>>>

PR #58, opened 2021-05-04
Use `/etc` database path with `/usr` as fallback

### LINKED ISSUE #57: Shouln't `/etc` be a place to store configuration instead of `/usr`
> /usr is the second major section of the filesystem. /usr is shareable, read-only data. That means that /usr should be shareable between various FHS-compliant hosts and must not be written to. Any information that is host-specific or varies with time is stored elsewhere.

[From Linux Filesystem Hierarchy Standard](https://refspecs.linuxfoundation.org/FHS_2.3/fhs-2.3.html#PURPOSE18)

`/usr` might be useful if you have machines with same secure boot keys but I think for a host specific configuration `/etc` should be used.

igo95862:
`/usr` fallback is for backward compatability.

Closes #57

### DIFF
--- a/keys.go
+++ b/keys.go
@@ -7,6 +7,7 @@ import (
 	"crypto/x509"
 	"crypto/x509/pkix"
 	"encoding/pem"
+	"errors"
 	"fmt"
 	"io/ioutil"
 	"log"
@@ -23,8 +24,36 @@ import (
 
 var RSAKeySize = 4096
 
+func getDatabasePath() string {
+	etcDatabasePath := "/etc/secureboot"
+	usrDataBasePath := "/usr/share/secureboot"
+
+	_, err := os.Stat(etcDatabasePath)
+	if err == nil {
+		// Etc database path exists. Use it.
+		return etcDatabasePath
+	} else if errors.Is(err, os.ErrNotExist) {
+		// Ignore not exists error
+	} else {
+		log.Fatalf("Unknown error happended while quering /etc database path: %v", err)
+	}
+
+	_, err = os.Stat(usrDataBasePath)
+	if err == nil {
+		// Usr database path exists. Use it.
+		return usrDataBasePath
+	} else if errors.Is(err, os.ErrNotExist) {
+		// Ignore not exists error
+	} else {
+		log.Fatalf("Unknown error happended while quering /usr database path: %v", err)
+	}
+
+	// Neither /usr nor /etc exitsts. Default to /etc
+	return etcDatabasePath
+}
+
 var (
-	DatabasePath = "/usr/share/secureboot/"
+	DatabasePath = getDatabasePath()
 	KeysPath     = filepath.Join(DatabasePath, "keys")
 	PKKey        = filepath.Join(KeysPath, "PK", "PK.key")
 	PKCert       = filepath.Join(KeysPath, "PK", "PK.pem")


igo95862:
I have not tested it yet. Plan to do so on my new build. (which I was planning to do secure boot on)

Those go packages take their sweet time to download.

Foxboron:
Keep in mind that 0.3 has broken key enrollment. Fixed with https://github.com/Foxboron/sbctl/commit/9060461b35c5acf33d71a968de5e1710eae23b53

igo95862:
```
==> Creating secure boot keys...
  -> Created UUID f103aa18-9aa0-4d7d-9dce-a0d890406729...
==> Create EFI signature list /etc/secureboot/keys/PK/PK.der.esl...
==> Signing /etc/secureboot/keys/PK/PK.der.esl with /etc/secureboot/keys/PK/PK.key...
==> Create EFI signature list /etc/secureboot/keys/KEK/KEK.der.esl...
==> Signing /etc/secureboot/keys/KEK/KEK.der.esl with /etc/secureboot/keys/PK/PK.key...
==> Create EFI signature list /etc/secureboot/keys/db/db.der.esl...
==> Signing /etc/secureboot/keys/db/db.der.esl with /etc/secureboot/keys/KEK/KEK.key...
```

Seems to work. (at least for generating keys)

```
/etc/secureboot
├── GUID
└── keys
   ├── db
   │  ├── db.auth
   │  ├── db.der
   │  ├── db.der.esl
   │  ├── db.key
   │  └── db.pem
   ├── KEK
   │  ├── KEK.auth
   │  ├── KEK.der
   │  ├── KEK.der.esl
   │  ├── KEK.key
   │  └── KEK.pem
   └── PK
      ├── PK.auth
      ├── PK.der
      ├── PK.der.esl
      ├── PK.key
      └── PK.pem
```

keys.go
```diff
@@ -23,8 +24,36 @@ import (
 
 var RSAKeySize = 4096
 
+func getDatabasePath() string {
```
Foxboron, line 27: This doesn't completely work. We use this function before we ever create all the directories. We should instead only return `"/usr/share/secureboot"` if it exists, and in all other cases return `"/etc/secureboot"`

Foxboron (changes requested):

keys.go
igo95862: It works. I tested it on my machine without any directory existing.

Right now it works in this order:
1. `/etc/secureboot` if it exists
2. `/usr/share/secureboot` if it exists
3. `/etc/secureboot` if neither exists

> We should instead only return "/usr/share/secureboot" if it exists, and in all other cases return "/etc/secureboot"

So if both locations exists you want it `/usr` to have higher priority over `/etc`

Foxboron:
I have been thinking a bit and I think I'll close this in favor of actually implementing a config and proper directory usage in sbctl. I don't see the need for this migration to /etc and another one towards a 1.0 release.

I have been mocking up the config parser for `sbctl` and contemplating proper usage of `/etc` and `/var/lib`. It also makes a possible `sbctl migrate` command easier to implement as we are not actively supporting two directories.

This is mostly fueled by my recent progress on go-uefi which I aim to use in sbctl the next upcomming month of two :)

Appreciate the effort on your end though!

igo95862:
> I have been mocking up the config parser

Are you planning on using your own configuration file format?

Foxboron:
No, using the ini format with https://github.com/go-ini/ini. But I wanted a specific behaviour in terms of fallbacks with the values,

<<<
>>>

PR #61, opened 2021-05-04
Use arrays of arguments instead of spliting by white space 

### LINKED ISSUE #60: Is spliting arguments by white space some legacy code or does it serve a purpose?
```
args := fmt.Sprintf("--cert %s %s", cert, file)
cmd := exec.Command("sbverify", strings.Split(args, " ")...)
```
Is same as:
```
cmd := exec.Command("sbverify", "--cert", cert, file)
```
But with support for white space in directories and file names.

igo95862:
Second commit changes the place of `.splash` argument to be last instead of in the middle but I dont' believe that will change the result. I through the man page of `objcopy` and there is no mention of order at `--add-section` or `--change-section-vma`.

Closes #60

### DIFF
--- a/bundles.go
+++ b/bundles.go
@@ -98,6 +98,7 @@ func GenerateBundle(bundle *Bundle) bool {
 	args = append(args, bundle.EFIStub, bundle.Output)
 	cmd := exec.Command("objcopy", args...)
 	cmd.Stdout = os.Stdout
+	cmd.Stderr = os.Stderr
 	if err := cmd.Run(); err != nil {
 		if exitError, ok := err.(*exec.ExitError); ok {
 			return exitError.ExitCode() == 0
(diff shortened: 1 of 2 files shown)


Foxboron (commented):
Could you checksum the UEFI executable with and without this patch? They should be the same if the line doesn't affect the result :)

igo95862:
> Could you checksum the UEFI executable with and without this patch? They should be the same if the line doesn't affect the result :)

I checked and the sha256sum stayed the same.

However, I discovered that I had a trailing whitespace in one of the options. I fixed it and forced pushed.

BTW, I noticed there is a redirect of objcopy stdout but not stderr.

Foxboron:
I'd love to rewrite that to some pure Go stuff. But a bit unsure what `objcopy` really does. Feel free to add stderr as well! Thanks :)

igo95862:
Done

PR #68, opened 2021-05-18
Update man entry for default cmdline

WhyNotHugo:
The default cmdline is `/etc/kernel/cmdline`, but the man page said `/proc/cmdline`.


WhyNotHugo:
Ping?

<<<
>>>

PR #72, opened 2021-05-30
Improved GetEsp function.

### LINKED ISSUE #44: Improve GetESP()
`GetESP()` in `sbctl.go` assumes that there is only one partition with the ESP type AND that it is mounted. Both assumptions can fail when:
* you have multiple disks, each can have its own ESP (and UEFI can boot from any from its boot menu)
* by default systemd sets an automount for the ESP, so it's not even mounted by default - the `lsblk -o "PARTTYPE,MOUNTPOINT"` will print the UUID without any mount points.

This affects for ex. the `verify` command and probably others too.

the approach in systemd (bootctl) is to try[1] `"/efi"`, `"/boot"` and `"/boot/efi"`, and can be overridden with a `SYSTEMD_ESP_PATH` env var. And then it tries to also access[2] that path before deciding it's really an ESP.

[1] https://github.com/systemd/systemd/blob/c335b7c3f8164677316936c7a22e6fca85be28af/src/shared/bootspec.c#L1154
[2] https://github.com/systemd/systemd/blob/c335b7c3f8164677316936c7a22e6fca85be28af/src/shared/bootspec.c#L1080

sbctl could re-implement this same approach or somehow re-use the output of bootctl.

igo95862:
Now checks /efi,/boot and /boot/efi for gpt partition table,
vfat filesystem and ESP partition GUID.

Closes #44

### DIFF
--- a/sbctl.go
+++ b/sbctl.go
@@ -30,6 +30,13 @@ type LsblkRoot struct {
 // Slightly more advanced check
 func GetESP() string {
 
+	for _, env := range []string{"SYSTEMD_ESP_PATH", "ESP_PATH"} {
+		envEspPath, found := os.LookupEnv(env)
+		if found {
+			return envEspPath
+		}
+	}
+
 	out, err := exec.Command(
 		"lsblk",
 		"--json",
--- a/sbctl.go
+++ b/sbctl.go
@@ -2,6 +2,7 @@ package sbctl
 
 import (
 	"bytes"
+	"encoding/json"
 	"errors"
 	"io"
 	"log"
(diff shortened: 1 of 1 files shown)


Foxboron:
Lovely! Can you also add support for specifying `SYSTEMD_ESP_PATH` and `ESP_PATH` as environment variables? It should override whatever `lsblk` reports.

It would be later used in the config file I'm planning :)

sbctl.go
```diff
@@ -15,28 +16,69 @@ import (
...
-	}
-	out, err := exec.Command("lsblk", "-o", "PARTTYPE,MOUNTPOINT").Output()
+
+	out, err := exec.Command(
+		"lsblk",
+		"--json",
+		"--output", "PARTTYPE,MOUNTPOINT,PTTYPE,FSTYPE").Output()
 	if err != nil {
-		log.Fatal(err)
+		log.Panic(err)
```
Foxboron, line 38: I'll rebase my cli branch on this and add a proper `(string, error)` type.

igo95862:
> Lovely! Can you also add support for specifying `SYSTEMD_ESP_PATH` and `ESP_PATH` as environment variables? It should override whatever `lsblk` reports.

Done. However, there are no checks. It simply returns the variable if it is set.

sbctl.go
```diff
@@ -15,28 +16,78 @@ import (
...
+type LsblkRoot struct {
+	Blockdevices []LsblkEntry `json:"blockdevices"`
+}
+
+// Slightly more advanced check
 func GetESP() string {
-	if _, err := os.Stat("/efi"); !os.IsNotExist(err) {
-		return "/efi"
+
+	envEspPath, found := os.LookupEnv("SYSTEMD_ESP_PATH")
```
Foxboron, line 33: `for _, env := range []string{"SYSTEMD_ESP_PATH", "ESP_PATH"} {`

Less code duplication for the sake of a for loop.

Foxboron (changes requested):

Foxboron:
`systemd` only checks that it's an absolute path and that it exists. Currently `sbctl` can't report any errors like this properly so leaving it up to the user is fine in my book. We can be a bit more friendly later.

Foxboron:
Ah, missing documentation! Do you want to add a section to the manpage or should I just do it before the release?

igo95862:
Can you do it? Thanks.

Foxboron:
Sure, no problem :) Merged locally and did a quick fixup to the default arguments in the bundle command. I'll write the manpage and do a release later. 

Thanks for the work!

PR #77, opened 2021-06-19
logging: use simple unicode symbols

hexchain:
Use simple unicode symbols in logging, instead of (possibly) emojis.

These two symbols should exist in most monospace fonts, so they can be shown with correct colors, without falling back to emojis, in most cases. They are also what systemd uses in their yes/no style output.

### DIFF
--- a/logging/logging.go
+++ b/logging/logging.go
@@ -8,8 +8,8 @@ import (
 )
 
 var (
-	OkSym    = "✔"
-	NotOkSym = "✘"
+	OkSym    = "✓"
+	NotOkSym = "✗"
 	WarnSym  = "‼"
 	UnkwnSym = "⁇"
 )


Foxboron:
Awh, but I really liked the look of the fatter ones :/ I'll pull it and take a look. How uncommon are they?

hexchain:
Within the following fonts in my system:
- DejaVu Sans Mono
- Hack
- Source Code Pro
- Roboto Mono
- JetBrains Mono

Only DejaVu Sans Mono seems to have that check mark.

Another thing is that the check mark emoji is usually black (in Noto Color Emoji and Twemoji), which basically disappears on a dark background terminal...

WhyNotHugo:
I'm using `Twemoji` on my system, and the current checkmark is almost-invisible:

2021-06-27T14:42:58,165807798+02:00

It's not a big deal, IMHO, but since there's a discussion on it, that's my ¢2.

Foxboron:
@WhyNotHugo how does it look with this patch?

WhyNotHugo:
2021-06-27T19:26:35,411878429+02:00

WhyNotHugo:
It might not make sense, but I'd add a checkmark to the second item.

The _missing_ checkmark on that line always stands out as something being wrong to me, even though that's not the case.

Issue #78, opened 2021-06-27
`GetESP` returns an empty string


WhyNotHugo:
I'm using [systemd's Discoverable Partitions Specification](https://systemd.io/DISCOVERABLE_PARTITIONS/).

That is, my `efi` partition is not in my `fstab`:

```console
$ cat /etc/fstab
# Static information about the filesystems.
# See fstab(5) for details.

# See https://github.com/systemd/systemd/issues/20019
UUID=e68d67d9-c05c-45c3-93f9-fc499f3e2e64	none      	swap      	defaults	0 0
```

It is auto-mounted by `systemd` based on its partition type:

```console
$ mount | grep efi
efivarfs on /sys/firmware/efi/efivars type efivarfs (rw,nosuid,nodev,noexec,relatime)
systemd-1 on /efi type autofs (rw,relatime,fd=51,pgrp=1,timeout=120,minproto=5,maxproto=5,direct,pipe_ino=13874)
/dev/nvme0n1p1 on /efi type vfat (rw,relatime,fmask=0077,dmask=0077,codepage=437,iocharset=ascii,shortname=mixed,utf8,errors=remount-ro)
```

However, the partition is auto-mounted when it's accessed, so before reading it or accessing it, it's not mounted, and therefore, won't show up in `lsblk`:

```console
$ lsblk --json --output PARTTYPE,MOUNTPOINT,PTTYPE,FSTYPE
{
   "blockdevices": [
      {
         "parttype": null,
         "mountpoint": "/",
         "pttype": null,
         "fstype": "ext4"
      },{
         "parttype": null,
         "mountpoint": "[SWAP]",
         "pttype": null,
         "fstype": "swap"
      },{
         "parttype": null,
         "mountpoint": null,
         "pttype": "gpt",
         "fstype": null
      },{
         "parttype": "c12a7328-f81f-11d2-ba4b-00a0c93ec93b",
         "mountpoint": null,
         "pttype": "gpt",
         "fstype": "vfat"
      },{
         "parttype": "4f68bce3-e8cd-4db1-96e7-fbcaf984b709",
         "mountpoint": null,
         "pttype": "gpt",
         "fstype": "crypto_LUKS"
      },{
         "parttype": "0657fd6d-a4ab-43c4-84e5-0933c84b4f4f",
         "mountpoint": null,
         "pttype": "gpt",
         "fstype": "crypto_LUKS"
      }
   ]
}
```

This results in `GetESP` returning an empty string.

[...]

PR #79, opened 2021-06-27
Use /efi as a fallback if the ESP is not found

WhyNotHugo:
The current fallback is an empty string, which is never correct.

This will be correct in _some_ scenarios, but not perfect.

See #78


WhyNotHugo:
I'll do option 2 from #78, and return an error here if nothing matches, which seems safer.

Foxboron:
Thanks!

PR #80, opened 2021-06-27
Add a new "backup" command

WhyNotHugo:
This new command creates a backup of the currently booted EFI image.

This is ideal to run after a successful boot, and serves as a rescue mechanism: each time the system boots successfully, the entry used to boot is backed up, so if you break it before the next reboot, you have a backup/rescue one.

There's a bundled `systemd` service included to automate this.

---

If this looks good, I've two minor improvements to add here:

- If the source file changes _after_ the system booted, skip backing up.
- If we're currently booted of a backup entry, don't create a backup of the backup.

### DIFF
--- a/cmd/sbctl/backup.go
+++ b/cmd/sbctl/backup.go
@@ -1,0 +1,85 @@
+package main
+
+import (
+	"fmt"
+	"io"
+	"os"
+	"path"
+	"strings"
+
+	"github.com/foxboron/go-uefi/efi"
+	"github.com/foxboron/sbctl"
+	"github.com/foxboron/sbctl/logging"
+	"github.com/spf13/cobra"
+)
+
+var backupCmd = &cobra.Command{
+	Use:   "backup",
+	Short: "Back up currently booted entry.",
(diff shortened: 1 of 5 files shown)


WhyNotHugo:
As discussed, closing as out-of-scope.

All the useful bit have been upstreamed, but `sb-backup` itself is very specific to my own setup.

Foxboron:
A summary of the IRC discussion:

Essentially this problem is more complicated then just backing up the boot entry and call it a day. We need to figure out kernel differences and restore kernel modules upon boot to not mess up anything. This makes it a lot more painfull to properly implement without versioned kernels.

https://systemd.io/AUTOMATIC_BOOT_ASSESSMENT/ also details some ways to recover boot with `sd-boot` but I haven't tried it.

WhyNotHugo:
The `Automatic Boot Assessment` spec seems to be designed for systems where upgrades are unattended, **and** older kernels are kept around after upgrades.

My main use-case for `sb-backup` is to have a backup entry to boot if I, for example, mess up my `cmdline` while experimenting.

<<<

* Problem statement
In the entries above, one line contains "PR #58, opened 2021-05-04" and another contains "[From Linux Filesystem". Reproduce exactly those two lines and the lines between them, nothing else.

* Answer section
PR #58, opened 2021-05-04
Use `/etc` database path with `/usr` as fallback

### LINKED ISSUE #57: Shouln't `/etc` be a place to store configuration instead of `/usr`
> /usr is the second major section of the filesystem. /usr is shareable, read-only data. That means that /usr should be shareable between various FHS-compliant hosts and must not be written to. Any information that is host-specific or varies with time is stored elsewhere.

[From Linux Filesystem Hierarchy Standard](https://refspecs.linuxfoundation.org/FHS_2.3/fhs-2.3.html#PURPOSE18)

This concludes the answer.